PR #4585, opened 2024-12-18
Evict persistent entries to Hot Archive

### LINKED ISSUE #4395: Evict persistent entries to Hot Archive during eviction scans

SirTyson:
# Description

Resolves #4395

This PR evicts persitent entries to the Hot Archive in p23. Specifically, the background eviction scan will delete expired persistent entries from the live bucketlist and add them to the hot archive. This change also includes eviction meta for these types.

Operations have not yet been modified to work with the evicted entries. This means that `InvokeHostFunctionOp` does not check the hot archive for the existence of archived entries, and `RestoreFootprintOp` will not be able to restore evicted entries. These changes will be added in a follow up PR.

# Checklist
- [x] Compiles
- [x] Ran all tests

### DIFF
--- a/src/bucket/BucketIndexImpl.cpp
+++ b/src/bucket/BucketIndexImpl.cpp
@@ -589,11 +589,22 @@ BucketIndexImpl<IndexT>::operator==(BucketIndex const& inRaw) const
 
     if constexpr (std::is_same_v<IndexT, RangeIndex>)
     {
-        releaseAssert(mData.filter);
-        releaseAssert(in.mData.filter);
-        if (!(*(mData.filter) == *(in.mData.filter)))
+        // If both indexes have a filter, check if they are equal
+        if (mData.filter && in.mData.filter)
         {
-            return false;
+            if (!(*(mData.filter) == *(in.mData.filter)))
+            {
+                return false;
+            }
+        }
+        else
+        {
+            // If both indexes don't fave a filter, check that each filter is
+            // null
+            if (mData.filter || in.mData.filter)
+            {
+                return false;
+            }
         }
     }
     else
--- a/src/bucket/BucketManager.h
+++ b/src/bucket/BucketManager.h
@@ -102,7 +102,7 @@ class BucketManager : NonMovableOrCopyable
     std::map<LedgerEntryTypeAndDurability, medida::Counter&>
         mBucketListEntrySizeCounters;
 
-    std::future<EvictionResult> mEvictionFuture{};
+    std::future<EvictionResultCandidates> mEvictionFuture{};
 
     // Copy app's config for thread-safe access
     Config const mConfig;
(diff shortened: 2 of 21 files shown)


src/ledger/LedgerCloseMetaFrame.cpp
```diff
@@ -145,28 +146,22 @@ LedgerCloseMetaFrame::populateTxSet(TxSetXDRFrame const& txSet)
...
-        }
+        releaseAssertOrThrow(isTemporaryEntry(key) || key.type() == TTL);
+        mLedgerCloseMeta.v1().evictedTemporaryLedgerKeys.emplace_back(key);
+    }
+    for (auto const& entry : evictedEntries.second)
+    {
+        releaseAssertOrThrow(isPersistentEntry(entry.data));
+        // Unfortunately, for legacy purposes, evictedTemporaryLedgerKeys is
+        // misnamed and stores all evicted keys, both temp and persistent.
+        mLedgerCloseMeta.v1().evictedTemporaryLedgerKeys.emplace_back(
```
dmkozh, line 163: Are we still planning to rename this field?

src/bucket/BucketManager.h
```diff
@@ -292,10 +292,17 @@ class BucketManager : NonMovableOrCopyable
...
     // have been evicted or maxEvictionScanSize bytes have been scanned.
-    void startBackgroundEvictionScan(uint32_t ledgerSeq);
-    void resolveBackgroundEvictionScan(AbstractLedgerTxn& ltx,
-                                       uint32_t ledgerSeq,
-                                       LedgerKeySet const& modifiedKeys);
+    void startBackgroundEvictionScan(uint32_t ledgerSeq, uint32_t ledgerVers);
+
+    // Returns a pair of vectors representing entries evicted this ledger, where
+    // the first vector constains all deleted keys (TTL and temporary), and
+    // the second vector contains all archived keys (persistent and
```
dmkozh, line 299: nit: Archived entries.

src/bucket/BucketManager.h
```diff
@@ -292,10 +292,17 @@ class BucketManager : NonMovableOrCopyable
...
+    // ContractCode). Note that when an entry is archived, its TTL key will be
+    // included in the deleted keys vector.
+    std::pair<std::vector<LedgerKey>, std::vector<LedgerEntry>>
```
dmkozh, line 302: nit: I may be overly cautious here, but I feel like it would be safer to return a struct with named fields here. Even though the types are different, there is still some risk of confusion. At least it definitely would make the caller code easier to read.

src/bucket/BucketIndexImpl.cpp
```diff
@@ -589,9 +589,18 @@ BucketIndexImpl<IndexT>::operator==(BucketIndex const& inRaw) const
 
     if constexpr (std::is_same_v<IndexT, RangeIndex>)
     {
-        releaseAssert(mData.filter);
-        releaseAssert(in.mData.filter);
-        if (!(*(mData.filter) == *(in.mData.filter)))
+        if (!mData.filter)
```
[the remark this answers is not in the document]
SirTyson: This is checking that each index either:
1. Doesn't have a filter pointer
2. Has the same filter as the other index

What you provided won't work, as there are more checks later in the function for other index fields, so we can't return true after checking the filter. I've update this function though and added some comments to hopefully make it more clear.

src/ledger/LedgerCloseMetaFrame.cpp
SirTyson: Yes, but I haven't pushed the XDR changes yet.

dmkozh (dismissed):

dmkozh (approved):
============
- Problem requirements -
Please restate word for word only the lines running from the line that contains "2. Has the same filter as the other index" to the final line of the listing above.

- Reply -
2. Has the same filter as the other index

What you provided won't work, as there are more checks later in the function for other index fields, so we can't return true after checking the filter. I've update this function though and added some comments to hopefully make it more clear.

src/ledger/LedgerCloseMetaFrame.cpp
SirTyson: Yes, but I haven't pushed the XDR changes yet.

dmkozh (dismissed):

dmkozh (approved):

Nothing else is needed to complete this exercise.